* Records shown
PR #168, opened 2019-11-15
improvements for appdata and flatpak

ThanosApostolou:
Translations work fine with the cmake installation method both for native packages and flathub packages, so no need for cmake changes.

I added the screenshot to this repository so all linux stores/repositories can find it and not just flathub. So if this is accepted I will remove it from the flathub repo and try to build birdtray using this appdata in the beta channel.

@Abestanis for the execution of thunderbird I use this patch and this script:
https://github.com/flathub/org.gyunaev.Birdtray/blob/master/thunderbird-spawn.patch
https://github.com/flathub/org.gyunaev.Birdtray/blob/master/thunderbird

I think the best option would be , if it's possible, to have a cmake option that I can pass for the default thunderbird command and just pass something like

* Problem details
Above are the records; copy exactly the lines from the line with "improvements for appdata and flatpak" through the line with "Translations work fine", both included.

* Exercise result
improvements for appdata and flatpak

ThanosApostolou:
Translations work fine with the cmake installation method both for native packages and flathub packages, so no need for cmake changes.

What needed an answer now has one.